> Provided information:
PR #863, opened 2026-07-05
feat: decode Q10 (B01/ss07) dpFault codes with a YXFault enum

### LINKED ISSUE #855: Q10 (B01/ss07): fault codes aren't fully implemented — `dpFault` (DP 90) surfaces as a raw int; here's an app-sourced fault table + crosswalk to `B01Fault`
On the Q10 (`roborock.vacuum.ss07`, B01), faults aren't really decoded yet: the container surfaces `fault: int` straight from `dpFault` (DP 90), so a fault reaches the user as a bare number. There's no Q10 equivalent of the Q7 `B01Fault` map, and `B01Fault` itself isn't referenced from `b01_q10`. (Doesn't look tracked in the Q10 omnibus #767 yet.)

To help fill that in, I pulled the Q10's fault/notification strings from the device's app bundle and built a crosswalk against the existing `B01Fault`. Columns:

- **ss07 app text** — verbatim from the app's `error_<code>` strings (English).
- **Seen live** — ✅ if I observed that raw `dpFault` value on my own Q10 during normal use (otherwise it's app-sourced only, not hardware-confirmed).
- **`B01Fault` (Q7, on `main`)** — the existing upstream label for the same number, or "—" if there's no entry.
- **Notes** — where the Q7 label wouldn't fit the ss07 meaning, or where a code is really status/info, not a fault.

| code | ss07 app text (verbatim) | seen live | `B01Fault` (Q7, on `main`) | notes |
|---|---|:---:|---|---|
| 1 | LiDAR turret or laser blocked. Check for obstruction and retry. | | — | |
| 2 | Bumper stuck. Clean it and lightly tap it to release it. | | — | |
| 3 | Robot suspended. Move the robot away and restart. | | — | |
| 4 | Cliff sensor error. Clean cliff sensors, move the robot away from drops, and restart. | | — | |
| 5 | Clean the main brush and bearings. | | — | |
| 7 | Rotate the main wheels for cleaning. Move the robot away and restart. | | — | |
| 8 | Robot trapped. Move the robot away and restart. | ✅ | — | |
| 9 | Make sure the dustbin and filter are installed properly. | | — | |
| 12 | Low battery. Recharge now. | | — | |
| 14 | Temperature threshold. Wait for the temperature to return to normal. | | — | |
| 16 | Robot tilted. Move it to flat floor and restart. | | — | |
| 21 | Ensure the LiDAR sensor cover is not obstructed. | | — | |
| 24 | No-Go Zone or Invisible Wall detected. Move the robot away. | | — | |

> Assigned task:
Beginning with the very first line of the material above, give each line again exactly, ending with the line that contains "### LINKED ISSUE".

> Solved problem:
PR #863, opened 2026-07-05
feat: decode Q10 (B01/ss07) dpFault codes with a YXFault enum

### LINKED ISSUE #855: Q10 (B01/ss07): fault codes aren't fully implemented — `dpFault` (DP 90) surfaces as a raw int; here's an app-sourced fault table + crosswalk to `B01Fault`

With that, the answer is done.